**Exercise objective:** Which lines come from the start of the records through the line that holds "## Removal of"? Write them out word for word.

########################################

PR #525, opened 2018-01-24
Support binding certificates to a hostname as well as an IP address

rlaveycal:
### Description

In order to support SNI on a https connection the certificate has to be bound to a hostname rather than an IP address. The `netsh` command uses a different syntax to do this.

A regex is used to determine whether the `address` property is an IP v4/v6 address or a hostname


tas50:
Thanks @rlaveycal

PR #527, opened 2018-02-17
Use Ohai to determine Powershell version

tas50:
Avoid yet another shellout when we already have this data and we've had this data since 2014.


tas50:
I think this is actually going to cause issues if powershell is installed during the run so we probably want to avoid this for now

stuartpreston:
Agreed, we will need an implicit way of testing during the run.

PR #530, opened 2018-02-28
Overhaul and improvements to windows_feature resource

tas50:
This PR is in preparation of moving windows_feature into Chef 14. The first step is making sure the resource is modernized and fully functional in the cookbook

## servermanagercmd.exe Support Removal

This cookbook previously supported servermanagercmd.exe, which was necessary for feature installation on Windows 2003 / 2008 (not R2) systems.  Windows 2003 went full EOL in 2015 and 2008 went into extended support both went EOL long ago and are not supported platforms for Chef so at this point we should remove the legacy code supporting servermanagercmd.

## Removal of the DISM feature caching Ohai plugin

We currently install an Ohai plugin that caches the state of features on the node, and we reload that plugin anytime we install/remove a feature from the system. This greatly speeds up Chef runs where no features are actually installed/removed (2nd run and later). Without the caching each resource would take about 1 second longer while it queried current feature state. Using Ohai to cache this data was problematic due to incompatibilities with Chef Solo, the reliance on the ohai cookbook, and the addition of extra node data which had to be stored on the Chef Server.

Instead of caching data via an Ohai plugin we just write directly to the node within the resource. This avoids the need to load in the ohai plugin and the various issues that come with that. In the end it's basically the exact same thing, but less impacting on end users and faster when the data needs to be updated.

## Fail when feature is missing
The windows_feature_dism resource had a rather un-Chef behavior in which it just warned you if a feature wasn't available on your platform and then continued on silently. This isn't how we handle missing packages in any of our package resource and because of that it's not going to be what anyone expects out of the box. If someone really wants SNMP installed and we can't install it we should fail instead of continuing on as if we did install it. So we'll now do the following things:

- When installing a feature that doesn't exist: fail
- When removing a feature that doesn't exist: continue since it is technically removed
- When deleting a feature that doesn't exist: continue since it is technically deleted

For some users, particularly those writing community cookbooks, this is going to be a breaking change. I'd highly recommend putting logic within your cookbooks to only install features on supported releases of Windows. If you'd just like it to continue even with a failure you can also use `ignore_failure true` on your resource.

## Properly support features as an array in windows_feature_dism
We claimed to support installing features as an array in the windows_feature_dism resource previously, but it didn't actually work. The actual result was a warning that the array of features wasn't available on your platform since we compared the array to available features as if it was a string. We now properly support installation as a array and we do validation on each feature in the array to make sure the features are available on your Windows release.

## Install as the default action in windows_feature_powershell

Due to some previous refactoring the :install action was not the default action for windows_feature_powershell. For all other package resources in Chef install is the default so this would likely lead to some unexpected behavior in the cookbook. This is technically a breaking change, but I suspect everyone assumed :install was always the default.


resources/feature_dism.rb
```diff
@@ -18,87 +18,157 @@
...
+    unavailable = (new_resource.feature_name - all_available)
+    raise "The Windows feature#{'s' if unavailable.count > 1} #{unavailable.join(',')} #{unavailable.count > 1 ? 'are' : 'is'} not available on this version of Windows. Run 'dism /online /Get-Features' to see the list of available feature names." unless unavailable.empty?
   end
 
-  def reload_ohai_features_plugin(take_action, feature_name)
-    ohai "Reloading Dism_Features Plugin - Action #{take_action} of feature #{feature_name}" do
-      action :reload
-      plugin 'dism_features'
+  # run dism.exe to get a list of all available features and their state
+  # and save that to the node at node.normal (same as ohai) level.
```
Annih: Hello @tas50 

Isn't ohai using `automatic` level? Why did you chose `normal`?
Would you accept a PR to pass it to something non-persistent (`automatic` of `force_override`)?

Nice feature btw.

tas50: Oh man. Giant facepalm here. That should be automatic. I'll get a fix for that in ASAP

Annih: No hurry on my side, I don't plan to upgrade the *windows* soon, but I agree this should be automatic.
Thanks for the quick answer.

tas50: Looks like you can't set automatic from within the cookbook actually. I'm just going to make these default since there's no threat of a namespace collision and it would potentially allow someone to do some magical things there is they wished to (but probably shouldn't)

tas50: Scratch that. Override it is so we can override a normal attribute set by 4.0.0

Annih: Ok so I saw you released the new version with the `override` level.
But just out of curiosity why are you saying `you can't set automatic from within the cookbook`?
I'm doing it a lot!

See https://github.com/Annih/chef-pci/blob/master/attributes/automatic.rb#L6 for instance

tas50: At least on 12.7 it was just throwing an empty hash. I'll take a peak at exactly what was going on there once I wrap up some other work.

########################################

**Your solution:**
PR #525, opened 2018-01-24
Support binding certificates to a hostname as well as an IP address

rlaveycal:
### Description

In order to support SNI on a https connection the certificate has to be bound to a hostname rather than an IP address. The `netsh` command uses a different syntax to do this.

A regex is used to determine whether the `address` property is an IP v4/v6 address or a hostname


tas50:
Thanks @rlaveycal

PR #527, opened 2018-02-17
Use Ohai to determine Powershell version

tas50:
Avoid yet another shellout when we already have this data and we've had this data since 2014.


tas50:
I think this is actually going to cause issues if powershell is installed during the run so we probably want to avoid this for now

stuartpreston:
Agreed, we will need an implicit way of testing during the run.

PR #530, opened 2018-02-28
Overhaul and improvements to windows_feature resource

tas50:
This PR is in preparation of moving windows_feature into Chef 14. The first step is making sure the resource is modernized and fully functional in the cookbook

## servermanagercmd.exe Support Removal

This cookbook previously supported servermanagercmd.exe, which was necessary for feature installation on Windows 2003 / 2008 (not R2) systems.  Windows 2003 went full EOL in 2015 and 2008 went into extended support both went EOL long ago and are not supported platforms for Chef so at this point we should remove the legacy code supporting servermanagercmd.

## Removal of the DISM feature caching Ohai plugin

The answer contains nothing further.